» **WHAT TO PRODUCE**:
Please give the count of lines in the listing underneath that hold "keys", leaving out everything else.

» **TASK INPUTS**:
▬▬▬▬▬▬

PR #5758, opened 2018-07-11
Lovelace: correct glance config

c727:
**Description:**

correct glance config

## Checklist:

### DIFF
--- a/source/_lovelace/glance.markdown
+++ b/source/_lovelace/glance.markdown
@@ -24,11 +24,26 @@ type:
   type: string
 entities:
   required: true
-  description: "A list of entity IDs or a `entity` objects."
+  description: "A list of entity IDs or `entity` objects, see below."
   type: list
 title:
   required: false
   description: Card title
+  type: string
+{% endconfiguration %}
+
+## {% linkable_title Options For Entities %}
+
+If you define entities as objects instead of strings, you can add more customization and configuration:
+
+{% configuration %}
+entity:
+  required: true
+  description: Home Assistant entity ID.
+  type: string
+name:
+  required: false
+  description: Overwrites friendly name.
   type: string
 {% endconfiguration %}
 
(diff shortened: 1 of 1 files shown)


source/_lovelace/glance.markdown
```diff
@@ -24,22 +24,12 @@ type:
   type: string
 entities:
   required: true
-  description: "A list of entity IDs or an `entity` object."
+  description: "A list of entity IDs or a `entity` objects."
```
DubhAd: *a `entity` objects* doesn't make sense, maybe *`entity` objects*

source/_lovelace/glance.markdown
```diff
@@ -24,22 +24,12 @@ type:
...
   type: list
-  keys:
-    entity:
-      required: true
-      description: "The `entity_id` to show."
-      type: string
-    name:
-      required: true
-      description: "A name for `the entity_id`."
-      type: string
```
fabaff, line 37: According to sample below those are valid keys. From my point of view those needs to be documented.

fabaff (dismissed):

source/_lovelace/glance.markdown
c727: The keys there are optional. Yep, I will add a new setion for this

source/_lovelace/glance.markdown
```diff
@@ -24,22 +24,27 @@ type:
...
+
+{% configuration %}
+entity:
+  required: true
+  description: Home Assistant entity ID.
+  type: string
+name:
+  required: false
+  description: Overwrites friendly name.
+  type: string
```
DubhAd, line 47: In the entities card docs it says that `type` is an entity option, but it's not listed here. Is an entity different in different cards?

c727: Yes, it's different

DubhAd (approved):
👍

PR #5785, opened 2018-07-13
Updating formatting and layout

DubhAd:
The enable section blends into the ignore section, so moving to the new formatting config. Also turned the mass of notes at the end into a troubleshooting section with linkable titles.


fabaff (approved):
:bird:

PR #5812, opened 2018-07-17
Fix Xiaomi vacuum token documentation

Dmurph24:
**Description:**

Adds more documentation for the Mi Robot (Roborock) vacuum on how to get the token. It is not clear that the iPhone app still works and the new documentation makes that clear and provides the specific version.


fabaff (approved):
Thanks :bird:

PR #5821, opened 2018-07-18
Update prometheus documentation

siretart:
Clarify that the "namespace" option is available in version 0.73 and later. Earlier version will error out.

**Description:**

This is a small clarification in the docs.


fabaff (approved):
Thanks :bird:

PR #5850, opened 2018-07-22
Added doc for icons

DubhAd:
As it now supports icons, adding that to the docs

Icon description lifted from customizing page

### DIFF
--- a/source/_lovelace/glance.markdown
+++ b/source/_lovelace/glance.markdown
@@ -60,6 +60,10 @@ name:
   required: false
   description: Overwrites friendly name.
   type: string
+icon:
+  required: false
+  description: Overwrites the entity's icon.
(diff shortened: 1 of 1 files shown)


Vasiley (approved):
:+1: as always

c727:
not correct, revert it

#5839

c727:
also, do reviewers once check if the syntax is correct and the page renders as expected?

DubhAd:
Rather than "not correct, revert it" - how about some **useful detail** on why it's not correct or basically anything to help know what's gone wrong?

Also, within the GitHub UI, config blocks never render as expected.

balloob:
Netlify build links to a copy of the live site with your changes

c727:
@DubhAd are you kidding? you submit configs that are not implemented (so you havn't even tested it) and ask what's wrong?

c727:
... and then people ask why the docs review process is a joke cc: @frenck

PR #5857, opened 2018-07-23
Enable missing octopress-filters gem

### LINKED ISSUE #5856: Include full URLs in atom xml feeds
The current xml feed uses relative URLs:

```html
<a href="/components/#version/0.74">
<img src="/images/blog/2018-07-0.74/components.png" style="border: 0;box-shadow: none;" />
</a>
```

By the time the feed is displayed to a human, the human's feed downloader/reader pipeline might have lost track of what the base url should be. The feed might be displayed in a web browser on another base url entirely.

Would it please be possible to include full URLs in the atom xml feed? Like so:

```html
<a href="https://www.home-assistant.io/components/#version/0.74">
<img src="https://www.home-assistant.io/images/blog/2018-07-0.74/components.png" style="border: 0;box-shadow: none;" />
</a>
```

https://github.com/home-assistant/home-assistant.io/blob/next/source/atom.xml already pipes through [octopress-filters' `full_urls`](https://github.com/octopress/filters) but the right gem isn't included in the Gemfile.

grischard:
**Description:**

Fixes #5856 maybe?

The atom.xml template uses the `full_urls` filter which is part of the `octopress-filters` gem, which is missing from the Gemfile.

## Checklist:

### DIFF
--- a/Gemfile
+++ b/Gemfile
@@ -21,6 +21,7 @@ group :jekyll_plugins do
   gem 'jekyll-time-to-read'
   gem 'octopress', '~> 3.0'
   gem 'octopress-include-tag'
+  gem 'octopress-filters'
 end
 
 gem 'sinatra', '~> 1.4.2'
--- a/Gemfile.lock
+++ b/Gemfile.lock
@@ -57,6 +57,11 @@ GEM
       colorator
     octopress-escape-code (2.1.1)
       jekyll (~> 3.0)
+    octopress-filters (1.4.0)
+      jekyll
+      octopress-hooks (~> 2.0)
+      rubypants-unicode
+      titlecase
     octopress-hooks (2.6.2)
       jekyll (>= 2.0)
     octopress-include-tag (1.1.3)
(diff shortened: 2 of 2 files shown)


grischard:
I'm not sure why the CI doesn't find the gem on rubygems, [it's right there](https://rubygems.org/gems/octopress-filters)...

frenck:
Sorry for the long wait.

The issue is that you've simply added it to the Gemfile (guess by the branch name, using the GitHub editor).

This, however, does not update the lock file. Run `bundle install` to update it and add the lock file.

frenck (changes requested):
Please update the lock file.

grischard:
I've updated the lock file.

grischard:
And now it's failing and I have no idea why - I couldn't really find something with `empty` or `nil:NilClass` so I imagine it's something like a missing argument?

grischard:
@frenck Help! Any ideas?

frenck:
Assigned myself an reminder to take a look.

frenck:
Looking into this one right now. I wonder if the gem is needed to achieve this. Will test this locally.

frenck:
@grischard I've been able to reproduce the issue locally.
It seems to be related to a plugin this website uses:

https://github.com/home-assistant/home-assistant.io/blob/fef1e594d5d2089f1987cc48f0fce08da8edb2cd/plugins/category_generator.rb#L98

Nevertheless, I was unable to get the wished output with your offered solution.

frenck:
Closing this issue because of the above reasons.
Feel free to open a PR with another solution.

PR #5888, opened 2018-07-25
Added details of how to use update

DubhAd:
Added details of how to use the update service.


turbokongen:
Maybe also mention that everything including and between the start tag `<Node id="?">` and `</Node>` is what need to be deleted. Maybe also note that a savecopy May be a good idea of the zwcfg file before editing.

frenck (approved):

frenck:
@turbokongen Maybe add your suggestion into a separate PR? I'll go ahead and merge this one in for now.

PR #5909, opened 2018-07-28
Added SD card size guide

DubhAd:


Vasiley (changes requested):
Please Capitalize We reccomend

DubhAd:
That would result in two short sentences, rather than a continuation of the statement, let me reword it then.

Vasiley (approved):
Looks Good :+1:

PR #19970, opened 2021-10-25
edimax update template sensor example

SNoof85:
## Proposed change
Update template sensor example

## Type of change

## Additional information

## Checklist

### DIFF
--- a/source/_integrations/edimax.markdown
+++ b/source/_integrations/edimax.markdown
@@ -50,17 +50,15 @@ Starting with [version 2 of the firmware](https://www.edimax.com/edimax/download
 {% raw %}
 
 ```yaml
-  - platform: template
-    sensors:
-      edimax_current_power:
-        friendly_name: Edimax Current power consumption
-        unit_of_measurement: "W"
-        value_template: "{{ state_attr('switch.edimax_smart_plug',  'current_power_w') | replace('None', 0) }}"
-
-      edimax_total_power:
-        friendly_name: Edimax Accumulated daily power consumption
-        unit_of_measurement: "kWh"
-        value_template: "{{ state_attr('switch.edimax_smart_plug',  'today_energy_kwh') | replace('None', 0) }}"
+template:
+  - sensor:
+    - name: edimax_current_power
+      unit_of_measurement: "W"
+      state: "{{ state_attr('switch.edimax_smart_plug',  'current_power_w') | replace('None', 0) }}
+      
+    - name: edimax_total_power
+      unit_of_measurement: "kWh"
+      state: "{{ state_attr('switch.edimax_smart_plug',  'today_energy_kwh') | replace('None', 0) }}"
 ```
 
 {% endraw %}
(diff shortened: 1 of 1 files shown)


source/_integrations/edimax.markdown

▬▬▬▬▬▬

» **EXERCISE RESULT**:
3